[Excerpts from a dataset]
──────────────────────────────

PR #133, opened 2023-01-27
Webhook

rabi:
Adds validating webhook  scaffolding for glance service to add validations in subsequent PRs. Also makes changes to controller-manager labels to make them unique as it conflicts with other operators making the webhooks unusable.


Makefile
```diff
@@ -210,7 +210,7 @@ bundle: manifests kustomize ## Generate bundle manifests and metadata, then vali
 	operator-sdk bundle validate ./bundle
 
 .PHONY: bundle-build
-bundle-build: ## Build the bundle image.
+bundle-build: bundle ## Build the bundle image.
```
abays, line 213: Is this a change we're replicating across operators?  Operator-SDK doesn't scaffold it this way.  It seems we have a few operators with this extra change, but most currently do not have it.

rabi: Yeah I'm adding it across operator repos, as you can't run 'bundle-build' without running 'bundle' target (i.e there is no default bundle.Dockerfile).  Also, it's better to generate it rather than use a default. We can probably remove the default bundle.Dockerfile in repos where they exist.

abays: Ack

main.go
```diff
@@ -116,6 +116,10 @@ func main() {
 		setupLog.Error(err, "unable to create controller", "controller", "Glance")
 		os.Exit(1)
 	}
+	if err = (&glancev1.Glance{}).SetupWebhookWithManager(mgr); err != nil {
+		setupLog.Error(err, "unable to create webhook", "webhook", "Glance")
+		os.Exit(1)
+	}
```
abays, line 122: Should we wrap this in `if strings.ToLower(os.Getenv("ENABLE_WEBHOOKS")) != "false" {` like you had for the other PR?  Or did you perhaps figure out a way to get the webhooks to run locally?

Makefile
rabi: @dprince I thought I saw it in some repos. But can't find one other than the custom one used in openstack-operator. I think the issue I faced is it always used the one locally when running bundle-build rather than regenerating one.

main.go
rabi: I can add that, but not sure I understand what you mean by locally.  Do you mean webhook as a different local process? It works for me  when the operator is deployed on crc. I just looked at https://book.kubebuilder.io/cronjob-tutorial/running-webhook.html. Also, I don't know how you can set the env variable to enable disable the webhook.

abays: By locally I mean at the CLI via (in your `glance-operator` dir): `ENABLE_WEBHOOKS=false GOWORK= OPERATOR_TEMPLATES=./templates make run`.  This can be useful for developmental iterating and not having to redeploy the operator via OLM, etc, when you want to test changes.

rabi: I think it works fine if you generate the self-signed certs. We can add a target to generate self-signed certs to Makefile.

```
[stack@osp-df-2 glance-operator]$ openssl req -newkey rsa:4096 -days 3650 -nodes -x509   -keyout /tmp/k8s-webhook-server/serving-certs/tls.key   -out /tmp/k8s-webhook-server/serving-certs/tls.crt
....+...+.....+...+....+...+..+.+......+...........+.........................+..+.+.....+......+...+++++++++++++++++++++++++++++++++++++++++++++++++++++++++++++++++*.+...+++++++++++++++++++++++++++++++++++++++++++++++++++++++++++++++++*..+..................+.........+.+............+..............+.+.........+...+........+...+.........+...+...............+...+.+++++++++++++++++++++++++++++++++++++++++++++++++++++++++++++++++
.+....................+......+.........+....+..............+...+.........+.........+.+......+..+...+.......+...+...+.....+.+++++++++++++++++++++++++++++++++++++++++++++++++++++++++++++++++*................+.....+..........+++++++++++++++++++++++++++++++++++++++++++++++++++++++++++++++++*....+......+......+...+.....+.+............+..+...+...+......................+.................+...+...+....+..+....+.........+....................+.+.........+.....+++++++++++++++++++++++++++++++++++++++++++++++++++++++++++++++++
-----
You are about to be asked to enter information that will be incorporated
into your certificate request.
What you are about to enter is what is called a Distinguished Name or a DN.
There are quite a few fields but you can leave some blank
For some fields there will be a default value,
If you enter '.', the field will be left blank.
-----
Country Name (2 letter code) [XX]:IN
State or Province Name (full name) []:MH
Locality Name (eg, city) [Default City]:PNQ
Organization Name (eg, company) [Default Company Ltd]:Red Hat
Organizational Unit Name (eg, section) []:DF
Common Name (eg, your name or your server's hostname) []:osp-df2
Email Address []:
[stack@osp-df-2 glance-operator]$ GOWORK= OPERATOR_TEMPLATES=./templates make run
/home/stack/work/glance-operator/bin/controller-gen rbac:roleName=manager-role crd webhook paths="./..." output:crd:artifacts:config=config/crd/bases && \
rm -f api/bases/* && cp -a config/crd/bases api/
/home/stack/work/glance-operator/bin/controller-gen object:headerFile="hack/boilerplate.go.txt" paths="./..."
go fmt ./...
test -f go.work || go work init
go work use .
go work use ./api
go vet ./...
go vet ./... ./api/...
go run ./main.go
I0131 07:35:39.771728 1634555 request.go:682] Waited for 1.038209601s due to client-side throttling, not priority and fairness, request: GET:https://api.crc.testing:6443/apis/security.openshift.io/v1?timeout=32s
1.6751685414748962e+09	INFO	controller-runtime.metrics	Metrics server is starting to listen	{"addr": ":8080"}
1.675168541478722e+09	INFO	controller-runtime.builder	skip registering a mutating webhook, object does not implement admission.Defaulter or WithDefaulter wasn't called	{"GVK": "glance.openstack.org/v1beta1, Kind=Glance"}
1.6751685414787903e+09	INFO	controller-runtime.builder	Registering a validating webhook	{"GVK": "glance.openstack.org/v1beta1, Kind=Glance", "path": "/validate-glance-openstack-org-v1beta1-glance"}
1.6751685414788954e+09	INFO	controller-runtime.webhook	Registering webhook	{"path": "/validate-glance-openstack-org-v1beta1-glance"}
1.6751685414790215e+09	INFO	setup	starting manager
1.675168541479233e+09	INFO	controller-runtime.webhook.webhooks	Starting webhook server
1.6751685414793482e+09	INFO	Starting server	{"kind": "health probe", "addr": "[::]:8081"}
1.675168541479361e+09	INFO	Starting server	{"path": "/metrics", "kind": "metrics", "addr": "[::]:8080"}
1.6751685414794888e+09	INFO	Starting EventSource	{"controller": "glanceapi", "controllerGroup": "glance.openstack.org", "controllerKind": "GlanceAPI", "source": "kind source: *v1beta1.GlanceAPI"}
1.6751685414794989e+09	INFO	Starting EventSource	{"controller": "glance", "controllerGroup": "glance.openstack.org", "controllerKind": "Glance", "source": "kind source: *v1beta1.Glance"}
1.675168541479546e+09	INFO	Starting EventSource	{"controller": "glanceapi", "controllerGroup": "glance.openstack.org", "controllerKind": "GlanceAPI", "source": "kind source: *v1beta1.KeystoneEndpoint"}
1.6751685414795575e+09	INFO	Starting EventSource	{"controller": "glance", "controllerGroup": "glance.openstack.org", "controllerKind": "Glance", "source": "kind source: *v1beta1.GlanceAPI"}
1.6751685414795642e+09	INFO	Starting EventSource	{"controller": "glanceapi", "controllerGroup": "glance.openstack.org", "controllerKind": "GlanceAPI", "source": "kind source: *v1.Service"}
1.6751685414795775e+09	INFO	Starting EventSource	{"controller": "glance", "controllerGroup": "glance.openstack.org", "controllerKind": "Glance", "source": "kind source: *v1beta1.MariaDBDatabase"}
1.675168541479585e+09	INFO	Starting EventSource	{"controller": "glanceapi", "controllerGroup": "glance.openstack.org", "controllerKind": "GlanceAPI", "source": "kind source: *v1.Secret"}
1.6751685414795997e+09	INFO	Starting EventSource	{"controller": "glanceapi", "controllerGroup": "glance.openstack.org", "controllerKind": "GlanceAPI", "source": "kind source: *v1.ConfigMap"}
1.6751685414795897e+09	INFO	Starting EventSource	{"controller": "glance", "controllerGroup": "glance.openstack.org", "controllerKind": "Glance", "source": "kind source: *v1beta1.KeystoneService"}
1.6751685414796495e+09	INFO	Starting EventSource	{"controller": "glance", "controllerGroup": "glance.openstack.org", "controllerKind": "Glance", "source": "kind source: *v1.PersistentVolumeClaim"}
1.6751685414796588e+09	INFO	controller-runtime.certwatcher	Updated current TLS certificate
1.6751685414796715e+09	INFO	Starting EventSource	{"controller": "glance", "controllerGroup": "glance.openstack.org", "controllerKind": "Glance", "source": "kind source: *v1.Job"}
1.6751685414796872e+09	INFO	Starting EventSource	{"controller": "glance", "controllerGroup": "glance.openstack.org", "controllerKind": "Glance", "source": "kind source: *v1.ConfigMap"}
1.6751685414796984e+09	INFO	Starting EventSource	{"controller": "glance", "controllerGroup": "glance.openstack.org", "controllerKind": "Glance", "source": "kind source: *v1.Secret"}
1.6751685414796138e+09	INFO	Starting EventSource	{"controller": "glanceapi", "controllerGroup": "glance.openstack.org", "controllerKind": "GlanceAPI", "source": "kind source: *v1.Deployment"}
1.6751685414797342e+09	INFO	Starting EventSource	{"controller": "glanceapi", "controllerGroup": "glance.openstack.org", "controllerKind": "GlanceAPI", "source": "kind source: *v1.Route"}
1.675168541479744e+09	INFO	Starting Controller	{"controller": "glanceapi", "controllerGroup": "glance.openstack.org", "controllerKind": "GlanceAPI"}
1.6751685414797142e+09	INFO	Starting Controller	{"controller": "glance", "controllerGroup": "glance.openstack.org", "controllerKind": "Glance"}
1.675168541479816e+09	INFO	controller-runtime.certwatcher	Starting certificate watcher
1.675168541479833e+09	INFO	controller-runtime.webhook	Serving webhook server	{"host": "", "port": 9443}

```

abays: That's awesome!  Let's get that Makefile target in place before we merge any of these PRs with webhooks, since without the `ENABLE_WEBHOOKS` check we would otherwise be breaking the local `make run` for them.

Makefile
dprince: @rabi so one use case to think about here is I often generate the bundle, mess with it, and then run a bundle build. I could do that manually (essentially manually build the Dockerfile). There isn't a whole lot of value in the bundle-build task as is...

rabi: The simple workflow for me after any PR to deploy with OLM involves, docker-build/docker-push, bundle-build/bundle-push, catalog-build/catalog-push. Do you think that's incorrect? Should not that Dockerfile be generated automatically every time without needing manual intervention(?)

rabi: @dprince I can remove that change from the PR if you think we should not change it. I can make it work locally for me with some hack.

main.go
rabi: Added target in the latest patchset.

Makefile
rabi: OK, removed it. I know it won't apply to everyone, but I guess there is a default workflow where folks don't tweak generated files.

config/certmanager/certificate.yaml
```diff
@@ -0,0 +1,39 @@
+# The following manifests contain a self-signed issuer CR and a certificate CR.
+# More document can be found at https://docs.cert-manager.io
+# WARNING: Targets CertManager v1.0. Check https://cert-manager.io/docs/installation/upgrading/ for breaking changes.
+apiVersion: cert-manager.io/v1
```
stuggi, line 4: do I get it correct that with this cert-manager is a requirement and needs to be installed?

abays: It just seems to work without needing any explicit install, as far as I have seen in my testing

fmount: > +1 from me. @dprince and @fmount, what do you think?

In general I'm ok with the patch,  but given we're in the development phase, something like:

`ENABLE_WEBHOOKS=false GOWORK= OPERATOR_TEMPLATES=./templates make run`

doesn't work anymore because we need to fix first the `create_self_signed_cert.sh`: I'll comment on the script.

`make run` works as expected, but I'd like to avoid breaking the good old way of running the operators locally :D

hack/create_self_signed_cert.sh
```diff
@@ -0,0 +1,30 @@
+#!/bin/bash
+set -ex
+
+TMPDIR={$TMPDIR:-"/tmp/k8s-webhook-server/serving-certs"}
```
fmount, line 4: TMPDIR=${TMPDIR:-"/tmp/k8s-webhook-server/serving-certs"}

hack/create_self_signed_cert.sh
```diff
@@ -0,0 +1,30 @@
...
+SERVICE={$SERVICE:-"glance"}
```
fmount, line 5: SERVICE=${SERVICE:-"glance"}

hack/create_self_signed_cert.sh
```diff
@@ -0,0 +1,30 @@
...
+NAMESPACE={$NAMESPACE:-"openstack"}
```
fmount, line 6: NAMESPACE=${NAMESPACE:-"openstack"}

hack/create_self_signed_cert.sh
```diff
@@ -0,0 +1,30 @@
+#!/bin/bash
```
fmount, line 1: Can we change L{4,5,6} as per my comments? Otherwise if you just run `make generate-cert` the command will be:


```
+ openssl req -newkey rsa:4096 -days 3650 -nodes -x509 -keyout '{:-/tmp/k8s-webhook-server/serving-certs}/tls.key' -out '{:-/tmp/k8s-webhook-server/serving-certs}/tls.crt' -config '{:-/tmp/k8s-webhook-server/se
rving-certs}/tls.conf'
```

fmount (changes requested):

hack/create_self_signed_cert.sh
rabi: sorry that was typo... thanks for noticing. Fixed.

fmount: +1 Thanks!

fmount:
> +1 from me. @dprince and @fmount, what do you think?

It should be ready at this point. +1 on my side unless @dprince has more comments

config/certmanager/certificate.yaml
rabi: > do I get it correct that with this cert-manager is a requirement and needs to be installed?

Sorry, I missed to answer this question earlier. Though cert-manager scaffolding is created by sdk, cert-manager does not inject the certs atm. webhook uses the same OLM generated certificate as api service.

```
       volumeMounts:
        - mountPath: /tmp/k8s-webhook-server/serving-certs
          name: webhook-cert
          readOnly: true
        - mountPath: /apiserver.local.config/certificates
          name: apiservice-cert
      dnsPolicy: ClusterFirst
      restartPolicy: Always
      schedulerName: default-scheduler
      securityContext:
        runAsNonRoot: true
      serviceAccount: keystone-operator-controller-manager
      serviceAccountName: keystone-operator-controller-manager
      terminationGracePeriodSeconds: 10
      volumes:
      - name: webhook-cert
        secret:
          defaultMode: 420
          items:
          - key: tls.crt
            path: tls.crt
          - key: tls.key
            path: tls.key
          secretName: keystone-operator-controller-manager-service-cert
      - name: apiservice-cert
        secret:
          defaultMode: 420
          items:
          - key: tls.crt
            path: apiserver.crt
          - key: tls.key
            path: apiserver.key
          secretName: keystone-operator-controller-manager-service-cert

```

dprince:
@rabi can we pick 1 operator (perhaps glance or keystone) and iterate on a proposal for what we want validations to look like before applying it to all the operators. I'd also like to tests how this plays with the openstack-operator's "umbrella" CRD for OpenStackControlplane in this regard.

rabi:
> iterate on a proposal for what we want validations to look like before applying it to all the operators

These are just scaffolds and certain other changes required to make the webhooks work when there are more than one operator deployed. Are you suggesting we should finish implementation of validation webhook for one operator before moving to another? I discussed with @abays and we agreed to make the basic changes to all operators to make the webhooks work. If we want to get it 'absolutely' right and implemented for one operator before moving to another I'm fine. But we're in iterative development as you mentioned, I guess:)

abays:
> > iterate on a proposal for what we want validations to look like before applying it to all the operators
> 
> These are just scaffolds and certain other changes required to make the webhooks work when there are more than one operator deployed. Are you suggesting we should finish implementation of validation webhook for one operator before moving to another? I discussed with @abays and we agreed to make the basic changes to all operators to make the webhooks work. If we want to get it 'absolutely' right and implemented for one operator before moving to another I'm fine. But we're in iterative development as you mentioned, I guess:)

We could consider this webhook PR the de facto standard for how we'll approach webhooks for other operators.  At this point we've iterated on reviews of it (and tested it) and I believe we're in agreement that this pattern will work going forward.

config/manager/manager.yaml
```diff
@@ -4,18 +4,18 @@ metadata:
   name: controller-manager
   namespace: system
   labels:
-    control-plane: controller-manager
+    control-plane: glance-controller-manager
```
abays, line 7: I just noticed one area where this particular change will cause us problems.  During CI we gather certain log/config data [1].  When we get the controller-manage logs, we select the pod via the `control-plane=controller-manager` label.  We might need to keep the old label but still add the new one.

https://github.com/gibizer/openshift-release/blob/7b87904de96e4b1f98d3b7a98cb4602c50500c09/ci-operator/step-registry/openstack-k8s-operators/gather/openstack-k8s-operators-gather-commands.sh#L16

rabi: Looks like regex is not supported for selectors[1], Unless we want to add a label for log collection, we change the command to 'oc get pods -n openstack --show-labels | awk '{if ($6 ~ "controller-manager") print $1}' | xargs -n1 oc logs'  in CI. I can propose a patch there if it's ok.

main.go
```diff
@@ -116,6 +117,12 @@ func main() {
 		setupLog.Error(err, "unable to create controller", "controller", "Glance")
 		os.Exit(1)
 	}
+	if strings.ToLower(os.Getenv("ENABLE_WEBHOOKS")) != "false" {
```
gibizer, line 120: This can be made more user friendly with  https://pkg.go.dev/strconv#ParseBool

config/manager/manager.yaml
abays: Sorry, I missed your response here.  I think we should propose a patch for CI in this regard.

main.go
dprince: @gibizer we have prior art for this in other operators. Lets follow up on stuff like this later I think

config/manager/manager.yaml
dprince: agree with fixing in CI, it seems this is going to be required to make webhooks play nicely

dprince (approved):

config/manager/manager.yaml
rabi: Pushed https://github.com/openshift/release/pull/36394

──────────────────────────────

# Task
If the string "openshift" is in a line of the entries, pick that line out.

# Solution
I0131 07:35:39.771728 1634555 request.go:682] Waited for 1.038209601s due to client-side throttling, not priority and fairness, request: GET:https://api.crc.testing:6443/apis/security.openshift.io/v1?timeout=32s
https://github.com/gibizer/openshift-release/blob/7b87904de96e4b1f98d3b7a98cb4602c50500c09/ci-operator/step-registry/openstack-k8s-operators/gather/openstack-k8s-operators-gather-commands.sh#L16
rabi: Pushed https://github.com/openshift/release/pull/36394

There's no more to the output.